Metabase isn't showing all of the values I expect to see
How to detect this:
- The UI isn't displaying some of the values you expect to see in a dropdown menu.
- The UI is showing a search box for selecting values where you expect a dropdown menu.
How to fix this:
- Go to the Admin Panel and select the Data Model tab.
- Select the database, schema, table, and field in question.
- Click the gear-icon to view all the field's settings.
- Set Field Type to "Category" and Filtering on this field to "A list of all values."
- Click the button Re-scan this field in the bottom.
I cannot force Metabase to sync or scan using the API
Metabase syncs and scans regularly, but if the database administrator has just changed the database schema, or if a lot of data is added automatically at specific times, you may want to write a script that uses the Metabase API to force sync or scan to take place right away. Our API provides two ways to do this:
-
Using an endpoint with a session token:
/api/database/:id/sync_schema
orapi/database/:id/rescan_values
. These do the same things as going to the database in the Admin Panel and choosing Sync database schema now or Re-scan field values now respectively. In this case you have to authenticate with a user ID and pass a session token in the header of your request. -
Using an endpoint with an API key:
/api/notify/db/:id
. This endpoint was made to notify Metabase to sync after an ETL operation finishes. In this case you must pass an API key by defining theMB_API_KEY
environment variable.
How to detect this: Your script fails to run.
How to fix this:
- Make sure you are able to sync and scan manually via the Admin Panel.
- Make sure you're using the correct URL to send the request to Metabase.
- Check the error message returned from Metabase.
- Check the credentials you're using to authenticate and make sure they identify your script as a user with administrative privileges.
Sync and scan take a very long time to run
How to detect this: Sync and scan take a long time to complete.
How to fix this:
- For sync, delays are usually caused by a large database with hundreds of schema, thousands of table and with hundreds of columns in each table. If you only need a subset of those tables or columns in Metabase, then restricting the privileges used to connect to the database will make sure that Metabase can only sync a limited subset of the database.

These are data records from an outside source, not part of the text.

Issue #7857, opened 2017-07-31
Metrics API response can be very slow


jakelandis:
Calling into any of the metrics API calls, the http response can be very slow. 5+ seconds.

This slowness is happening due to a call to ```Socket.gethostname``` for every http request.  

For example:
```
time curl -v -XGET 'localhost:9600/_node/stats/pipelines?pretty'
```
```
real	0m5.155s
user	0m0.006s
sys	0m0.006s
```

suyograo:
Related: https://github.com/elastic/logstash/issues/6520

Issue #6520, opened 2017-01-11
Logstash can hang calculating hostname


andrewvc:
We use `Socket.gethostname` in some spots in the API without caching its output under [some conditions](http://www.markhneedham.com/blog/2015/03/29/inetaddressimpllookupallhostaddr-slowhangs/) this can be very slow. @tsouza encountered this issue not too long ago. 

We should cache this value once at startup and reuse it to fix this issue. It is not safe to depend on it being fast all the time.

tsouza:
Here is the original issue https://github.com/elastic/logstash/issues/6516

jordansissel:
Just a note, `Socket.gethostname` is something we should expect to be a nonstable value during the life of Logstash - a server's hostname can change. Further, I think speeding up the Socket.gethostname call is just a band-aid on the problem -- why are we calling Socket.gethostname for every http request received by the http api?

Given the report in #6516, I think the best fix is to simply avoid this lookup.

andrewvc:
@jordansissel we return the hostname as part of the standard response. 

While yes, it can change in the middle of a Logstash run, I don't think it's too much to ask a user to restart logstash if they change the hostname.

jordansissel:
@andrewvc If we're going to do that, maybe we should do what other non-java tools do.

* ruby calls `uname` to get the hostname
* `hostname` calls `uname` to get the hostname
* `uname -n` calls `uname` to get the hostname
* JRuby seems to call `uname` and then make a bunch of socket calls that seems to be checking for what addresses are used when connecting on various networks (IPV6, IPV4)

I'm pretty content to just fetch our hostname using the `uname` syscall. It avoids doing dns lookups and avoids any possibly-bad cachine; caching is something we'd have to document and take bugs against.

andrewvc:
@jordansissel I'm fine with that but how do we invoke the `uname` syscall on Java? I'd rather not get into JNI here.

andrewvc:
@jordansissel an interesting SO post on the topic http://stackoverflow.com/questions/7348711/recommended-way-to-get-hostname-in-java

jordansissel:
@andrewvc FFI or JNA are fine methods for calling native code, imo.

jordansissel:
@andrewvc I don't' have any comment on the SO post, but for the platforms we support:

1) It's probably incorrect behavior to do a DNS lookup when asking what the system hostname is.
[...]

PR #7858, opened 2017-07-31
Metrics: Cache the hostname in class variable

jakelandis:
Fixes: #7857 

@jordansissel - can you please review ?

Over [here](https://github.com/elastic/logstash/issues/6520#issuecomment-271753343) you mention:
>Just a note, Socket.gethostname is something we should expect to be a nonstable value during the life of Logstash - a server's hostname can change. 

While I agree, I believe that changing the host name with out restarting to be a fairly rare. 

A 5 second delay and extra IO is obviously not good, and with X-pack is happening with high frequence. The solution proposed over at #6520 is likely the best fix (though hostname is [surprising difficult](https://github.com/elastic/support-dev-help/issues/2118#issuecomment-315542137)).  

In the spirit of `don't let the perfect be the enemy of good`, I would advocate this very simple change.

### DIFF
--- a/logstash-core/lib/logstash/api/commands/default_metadata.rb
+++ b/logstash-core/lib/logstash/api/commands/default_metadata.rb
@@ -12,7 +12,7 @@ module LogStash
         end
 
         def host
-          Socket.gethostname
+          @@host ||= Socket.gethostname
         end
 
         def version


jakelandis:
Before (and first run)
```
real	0m5.155s
```
After (for second+ runs)
```
real	0m0.059s
```

jordansissel:
I agree with your reasoning for the patch.

jordansissel:
Builds failed, but the code looks good to me.

jordansissel:
Test failures are unrelated to this patch.

PR #7862, opened 2017-08-01
 #7817 Accessors should only handle ConvertedMap and ConvertedList as Collection, non-scalar types

original-brownbear:
backport of #7817 to `5.6`


original-brownbear:
@suyograo FYI, backported :)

- Scanning normally takes longer than sync, but you can reduce the number of fields Metabase will scan by changing the number of fields that have the Filtering on this field option set to "A list of all values". Setting fields to either "Search box" or "Plain input box" will exclude those fields from scans.
You can "fix" this by disabling scan entirely by going to the database in the Admin Panel and telling Metabase, "This is a large database," and then going to the Scheduling tab. However, sync is necessary: without it, Metabase won't know what tables exist or what columns they contain.